Particularily those iso-8859-1 characters, which after conversion to UTF-8
generate sequence of characters with value in 128-160 range, which are
recognized as control characters. Control characters are turned into <char
code="XX"/> sequence by WDDX.
wddx_deserialize() expects UTF-8 encoded string, and implicitly converts
the text back to iso-8859-1 before deserializing the structure. This is
done _before_
the <char code="XX"/> is replaced by the character. The < is thus
recognized as part of the UTF-8 sequence, two-byte sequence is recoded to
single-byte character and the result contains invalid XML (fragment 'char
code="XX"/>').

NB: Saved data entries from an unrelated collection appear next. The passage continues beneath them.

PR #334, opened 2025-04-14
Capability notification for the MCP Server

m-paternostro:
This PR adds capability notification to the MCPServer, enabling applications to track and monitor the lifecycle and execution of tools, resources, and prompts. It includes event notification infrastructure, comprehensive event tracking for all capabilities, and performance measurement.

## Motivation and Context

Without a notification system, it's challenging to implement proper monitoring, debugging, and performance tracking for MCP capabilities. This change enables developers to build observability tools that can track capability usage, measure performance, identify errors, and correlate related operations. This is particularly valuable in complex applications where understanding the flow of capability invocations is crucial for debugging and optimization.

## How Has This Been Tested?

In my own project, I’ve subclassed McpServer and wrapped capability callbacks to emit 'invoked', 'completed', and 'error' events manually. That approach works to an extent, but it’s far less robust than having this behavior built into McpServer itself.

## Breaking Changes

No

## Types of changes

- [ ] Documentation update

## Checklist

## Additional context

This PR includes:
- A type-safe EventNotifier implementation (src/shared/eventNotifier.ts) providing consistent event subscription and handling.
- Comprehensive capability notification in McpServer (src/server/mcp.ts), tracking lifecycle and invocation events.
- A `getVersion()` method on Server (src/server/index.ts) exposing server name and version, mirroring the existing `getClientVersion()` method.
- Tests for the notification system confirming correct event propagation and duration tracking.
- Example usage showing how to subscribe to capability events and process them (src/examples/server/simpleStreamableHttp.ts).

Technical Details:
- Each capability type (tool, resource, prompt) maintains its own monotonically increasing invocation index.
- Events include context (server info, capability type, name) and action-specific data.
- Duration is measured using performance.now() for high precision timing.
- The implementation is non-intrusive and doesn't change existing APIs.
- All events are properly documented with JSDoc comments.

### DIFF
--- a/src/examples/server/simpleStreamableHttp.ts
+++ b/src/examples/server/simpleStreamableHttp.ts
@@ -12,6 +12,21 @@ const server = new McpServer({
   version: '1.0.0',
 }, { capabilities: { logging: {} } });
 
+// Log the capability invocation details
+server.onCapabilityChange((event) => {
+  switch (event.action) {
+    case 'invoked':
+      console.log(`${event.capabilityType} invocation ${event.invocationIndex}: '${event.capabilityName}' started`);
+      break;
+    case 'completed':
+      console.log(`${event.capabilityType} invocation ${event.invocationIndex}: '${event.capabilityName}' completed in ${event.durationMs}ms`);
+      break;
+    case 'error':
+      console.log(`${event.capabilityType} invocation ${event.invocationIndex}: '${event.capabilityName}' failed in ${event.durationMs}ms: ${event.error}`);
+      break;
+  }
+});
+
 // Register a simple tool that returns a greeting
 server.tool(
   'greet',
--- a/src/server/index.ts
+++ b/src/server/index.ts
@@ -105,6 +105,13 @@ export class Server<
   }
 
   /**
+   * The server's name and version.
+   */
+  getVersion(): { readonly name: string; readonly version: string } {
+    return this._serverInfo;
+  }
+
+  /**
    * Registers new capabilities. This can only be called before connecting to a transport.
    *
    * The new capabilities will be merged with any existing capabilities previously given (e.g., at initialization).
--- a/src/server/mcp.test.ts
+++ b/src/server/mcp.test.ts
@@ -26,6 +26,10 @@ describe("McpServer", () => {
     });
 
     expect(mcpServer.server).toBeDefined();
+    expect(mcpServer.server.getVersion()).toEqual({
+      name: "test server",
+      version: "1.0",
+    });
   });
 
   test("should allow sending notifications via Server", async () => {
--- a/src/server/mcp.test.ts
+++ b/src/server/mcp.test.ts
@@ -14,7 +14,7 @@ import {
   LoggingMessageNotificationSchema,
   Notification,
 } from "../types.js";
-import { ResourceTemplate } from "./mcp.js";
+import { ResourceTemplate, CapabilityEvent } from "./mcp.js";
 import { completable } from "./completable.js";
 import { UriTemplate } from "../shared/uriTemplate.js";
 
@@ -865,6 +865,95 @@ describe("tool()", () => {
         CallToolResultSchema,
       ),
     ).rejects.toThrow(/Tool nonexistent-tool not found/);
+  });
+
+  test("should include duration in completed and error events", async () => {
+    const mcpServer = new McpServer({
+      name: "test server",
+      version: "1.0",
+    });
+
+    const client = new Client({
+      name: "test client",
+      version: "1.0",
+    });
+
+    const events: Array<CapabilityEvent> = [];
+    const subscription = mcpServer.onCapabilityChange((event) => {
+      events.push(event);
+    });
+
+    // Register tools with different behaviors
+    mcpServer.tool("success-tool", async () => {
+      // Simulate some work
+      await new Promise(resolve => setTimeout(resolve, 10));
+      return { content: [{ type: "text", text: "Success" }] };
+    });
+
+    mcpServer.tool("error-tool", async () => {
+      // Simulate some work
+      await new Promise(resolve => setTimeout(resolve, 10));
+      throw new Error("Simulated error");
+    });
+
+    const [clientTransport, serverTransport] = InMemoryTransport.createLinkedPair();
+
+    await Promise.all([
+      client.connect(clientTransport),
+      mcpServer.connect(serverTransport),
+    ]);
+
+    // Clear events from registration
+    events.length = 0;
+
+    // Call the success tool
+    await client.request(
+      {
+        method: "tools/call",
+        params: {
+          name: "success-tool",
+        },
+      },
+      CallToolResultSchema,
+    );
+
+    // Find the completed event
+    const completedEvent = events.find(e =>
+      e.capabilityType === "tool" &&
+      e.capabilityName === "success-tool" &&
+      e.action === "completed"
+    ) as Extract<CapabilityEvent, { action: "completed" }>;
+
+    expect(completedEvent).toBeDefined();
+    expect(completedEvent.durationMs).toBeDefined();
+    expect(completedEvent.durationMs).toBeGreaterThan(0);
+
+    // Clear events
+    events.length = 0;
+
+    // Call the error tool
+    await client.request(
+      {
+        method: "tools/call",
+        params: {
+          name: "error-tool",
+        },
+      },
+      CallToolResultSchema,
+    );
+
+    // Find the error event
+    const errorEvent = events.find(e =>
+      e.capabilityType === "tool" &&
+      e.capabilityName === "error-tool" &&
+      e.action === "error"
+    ) as Extract<CapabilityEvent, { action: "error" }>;
+
+    expect(errorEvent).toBeDefined();
+    expect(errorEvent.durationMs).toBeDefined();
+    expect(errorEvent.durationMs).toBeGreaterThan(0);
+
+    subscription.close();
   });
 });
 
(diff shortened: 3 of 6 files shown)


cliffhall (approved):
HI @m-paternostro!

* This is a really useful PR. 
* Code, build, test, lint, format, all look good to me. 
* I approved, but there are conflicts to resolve. Will reapprove when fixed.

m-paternostro:
> HI @m-paternostro!
> 
> * This is a really useful PR.
> * Code, build, test, lint, format, all look good to me.
> * I approved, but there are conflicts to resolve. Will reapprove when fixed.

Thanks @cliffhall!

And done ;-)

src/examples/server/simpleStreamableHttp.ts
```diff
@@ -12,6 +12,21 @@ const server = new McpServer({
   version: '1.0.0',
 }, { capabilities: { logging: {} } });
 
+// Log the capability invocation details
+server.onCapabilityChange((event) => {
+  switch (event.action) {
+    case 'invoked':
```
cliffhall, line 18: I don't think we want to be logging this to the console. The [spec says](https://modelcontextprotocol.io/specification/2025-03-26/basic/transports#stdio):
> The server MUST NOT write anything to its stdout that is not a valid MCP message. 

Should be something like: 

```typescript
server.sendLoggingMessage{
  level: "debug",
  data: `${event.capabilityType} invocation ${event.invocationIndex}: '${event.capabilityName}' started`,
})
```

That means your client is responsible for logging it to a file if needed. There is the [mcp-proxy](https://github.com/punkpeye/mcp-proxy) which has a `tapTransport` functionality that you could possibly use to siphon off these messages.

Another consideration is respecting logging level. If the client sets the logging level on the server, the and that level precludes sending 'debug' messages then these messages should not be sent. 

I'd like @jspahrsummers and/or @dsp-ant to weigh in on what the right way for this to be implemented is.

cliffhall (changes requested):
Build, lint, test locally looks good locally. However, I think there needs to be a change in how the actual logging is done. See below.

src/examples/server/simpleStreamableHttp.ts
```diff
@@ -12,6 +12,21 @@ const server = new McpServer({
...
+      console.log(`${event.capabilityType} invocation ${event.invocationIndex}: '${event.capabilityName}' started`);
+      break;
```
cliffhall, line 20: I don't think we want to be logging this to the console. The [spec says](https://modelcontextprotocol.io/specification/2025-03-26/basic/transports#stdio):
> The server MUST NOT write anything to its stdout that is not a valid MCP message. 

Should be something like: 

```typescript
server.sendLoggingMessage{
  level: "debug",
  data: `${event.capabilityType} invocation ${event.invocationIndex}: '${event.capabilityName}' started`,
})
```

That means your client is responsible for logging it to a file if needed. There is the [mcp-proxy](https://github.com/punkpeye/mcp-proxy) which has a `tapTransport` functionality that you could possibly use to siphon off these messages.

Another consideration is respecting logging level. If the client sets the logging level on the server, and that level precludes sending 'debug' messages, then these messages _should not_ be sent.

cliffhall (changes requested):

src/examples/server/simpleStreamableHttp.ts
m-paternostro: Thanks for the review! I’m happy to revise the implementation as needed.

Just to clarify the intent a bit: the notification mechanism added here is independent of the MCP protocol or the client. It’s a lightweight, internal server-side feature intended for developers with access to the McpServer instance - for example, to hook into capability usage for debugging, monitoring, or performance analysis.

In the example, I went with `console.log` simply to keep things simple and non-prescriptive - the goal was to show that developers can observe these events, not to suggest they should forward them as MCP messages. That said, I’m happy to change how those messages are surfaced if the current approach is problematic.

Since the logs are essential to demonstrating the feature in action, it would be good to preserve some form of visible output. Would it make sense to redirect them to `console.error`, or would you prefer a different logging mechanism entirely? Btw, I can use the opportunity to also change the current references to `console.log` in `simpleStreamableHttp.ts`.

cliffhall: Sorry, @m-paternostro, that constraint on `stdout` only exists for STDIO servers. I overlooked the fact that we were in `simpleStreamableHttp.ts` when these `console.logs` were taking place. This is fine.

cliffhall (changes requested):
Could we come up with a schema for the event where we eliminate `data: unknown`?

m-paternostro:
I improved the examples on `eventNotifier` to use strong types. It should indeed make it easier for people to understand the intent of the feature.

Let me know if you have more fixes and/or ideas for improvements!

cliffhall (approved):
Build, test, lint all work fine locally. LGTM! 👍

jspahrsummers:
I don't think this feature has sufficient justification to be part of the official SDK, but especially when it adds so much code to `mcp.ts`. Reverting in #382.

m-paternostro:
Hi @jspahrsummers 

Thanks for the follow-up. I understand the concern about added complexity in `mcp.ts`, and I’m happy to revisit the implementation if there’s a direction that would make it more acceptable.

Just to provide a bit more context: the goal of this feature is to offer a consistent, centralized way to observe capability activity — something that’s broadly useful for debugging, monitoring, and tooling, especially in more complex setups. While the implementation does add some lines, I tried to keep the runtime cost essentially zero in the absence of listeners — using a deferred notification model where no extra work is done unless the server is actively observing these events.

In fact, I think the number of lines is part of the story 🙂 — it reflects how hard this is to implement cleanly from outside the core. Without native support in the server, reliable observability has to be delegated to each capability implementation — which is both error-prone and inconsistent. In scenarios like ours, capabilities such as tools are developed by multiple teams with varying levels of familiarity with MCP, which makes shared infrastructure like notification especially valuable.

If there’s a more focused or alternative approach you’d prefer, I’d be glad to adapt or resubmit. Thanks again for considering it!

jspahrsummers:
I originally interpreted this as notifications about changes to [capabilities](https://modelcontextprotocol.io/specification/2025-03-26/architecture#capability-negotiation). I see now this is actually instrumentation for the use of all MCP server features, which is more reasonable. (The chosen naming is quite confusing!)

It still feels like _a lot_ for something that should be very simple and pluggable. I'm afraid I don't have the bandwidth to co-design this, but something that completely wraps the notion of "start" and "end" (e.g., callbacks for both, or a user-provided adapter) would strike me as simpler and more flexible—permitting other kinds of profiling besides performance timing.

`EventNotifier` is also out of sync with how other events/callbacks are handled in the SDK. Generally it's preferable to match the existing convention of the library versus introducing new, additional concepts—unless we're migrating from one abstraction to another with a major version breaking change.

m-paternostro:
Hi @jspahrsummers,

Thanks for the clarification - and fair point on the naming. I originally chose “capability notification” because the feature is very focused on the lifecycle of capabilities: registration, update, removal, and then invocation (from start to end). But I can see how that led to confusion.

I'd also be glad to take another shot at the implementation. If you happen to have a preferred example of event or callback handling in the codebase you'd recommend aligning with, that would be super helpful. I did look through the SDK for inspiration and went with EventNotifier because:
- It's not tied to Node streams (like the events in `src/shared/protocol.ts`)
- It allows registering and unregistering multiple listeners (unlike `onerror` in `src/server/stdio.ts`)
- It encapsulates the notification logic, including promise handling and error boundaries

That said, I totally agree that consistency matters — so if there's an existing pattern we can use or one that could be extended to meet these needs, I'd be happy to adjust.

For the invocation part of the capability lifecycle, I think your suggestion of a pair of callbacks (for start and end), or a user-provided adapter, could definitely work. I'd be glad to explore that route if you think it's worth pursuing. A few trade-offs I'm anticipating:
- Correlating start and end events for the same invocation (to compute things like invocationIndex or invocationDuration) becomes much harder without internal coordination. A pair of uncoordinated hooks would need to manage shared state manually — which could make tracing, debugging, and performance analysis more fragile or error-prone.
- A user-provided adapter (e.g., a decorator around the capability callback) could work — though we'd likely need a separate one per capability type.
- We may need to drop notifications for registration, update, and removal, since those don't fit as cleanly into a start/end or decorator approach — though they are very useful for tooling, they're not as essential as the invocation lifecycle.

I know you're very busy, so if you think this idea still has potential, I'm happy to iterate independently with just some light direction and a check back for review once I have an alternative version. On the other hand, if the overall value doesn't seem worth the complexity, I completely understand — no hard feelings at all! Just grateful for the time and thoughtful feedback either way.

Thank you for the work on MCP!

naji247:
Hey sorry to bring this back, but I'm a bit confused. If multiple clients can connect to StreamableHTTP transports, how exactly does `server.getClientVersion()` distinguish among the multiple clients publishing to it?

m-paternostro:
Hello,

An important disclaimer: this PR was merged and then removed from the codebase - in other words, no contributions were made to the code.

Anyhow, you do have a good question: perhaps you can create an issue to ask it. From what I can see, that method returns the information about the last client that connected to the server.

Into more details, `_clientVersion` is set on `_oninitialize`, which is invoked when the server receives a initialization request. Such a request is sent by whenever the client is connected to a transport.

naji247:
@m-paternostro I had a fundamental misunderstanding of the StreamableHTTP implementation. Clients maintain a one-to-one mapping with MCP Servers, so errors even with StreamableHTTP there will always only be one connection alive per "Server" instance.

cliffhall:
> @m-paternostro I had a fundamental misunderstanding of the StreamableHTTP implementation. Clients maintain a one-to-one mapping with MCP Servers, so errors even with StreamableHTTP there will always only be one connection alive per "Server" instance.

Hi @naji247. 

The word "Server" is actually a misnomer. "Session" would be a better name. It actually is called that [in the Python SDK](https://github.com/modelcontextprotocol/python-sdk/blob/main/src/mcp/server/session.py).

In the [`server-everything` StreamableHttp implementation](https://github.com/cliffhall/mcp-servers/blob/main/src/everything/streamableHttp.ts) you can see that we connect a new `Server` instance to every inbound transport created. 

What we usually think of as a server (the thing sitting there waiting for connections) is actually an express app. Internally it's managing multiple sessions, which are [Server](https://github.com/modelcontextprotocol/typescript-sdk/blob/main/src/server/index.ts#L69) / [StreamableHttpServerTransport](https://github.com/modelcontextprotocol/typescript-sdk/blob/main/src/server/streamableHttp.ts#L100) pairs.

naji247:
@cliffhall Thanks for your input. I couldn't agree more! :)

naji247:
@cliffhall Your comment really helped me get what I needed done in a much simpler way! Thank you so much!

Deserialization thus fails silently.
I.e.:
1. iso-8859-1 is Z (ord(Z) > 128)
2. UTF-8 string is XY
3. WDDX serializes that as X<char code="ord(Y)"/>
4. deserializer converts UTF-8 input to iso-8859-1 before
starting deserialization, result is Bchar code="ord(Y)"/>
5. deserializer detects invalid XML and aborts the decode,
returns empty string
Fix:
Only recode ASCII control characters to <char code="XX" /> sequence:
--- wddx.c.orig 2006-05-24 00:39:34.000000000 +0200
+++ wddx.c
@@ -399,7 +399,8 @@ static void php_wddx_serialize_string(wd
break;
default:
- if (iscntrl((int)*(unsigned char
*)p)) {
+ if (iscntrl((int)*(unsigned char
*)p)
+ && isascii((int)*(unsigned
char *)p)) {
FLUSH_BUF();
sprintf(control_buf,
WDDX_CHAR, *p);
php_wddx_add_chunk(packet,
control_buf);
Note - this patch also makes problem of Bug #37569 go away, but that patch
is still useful to apply for code clarity.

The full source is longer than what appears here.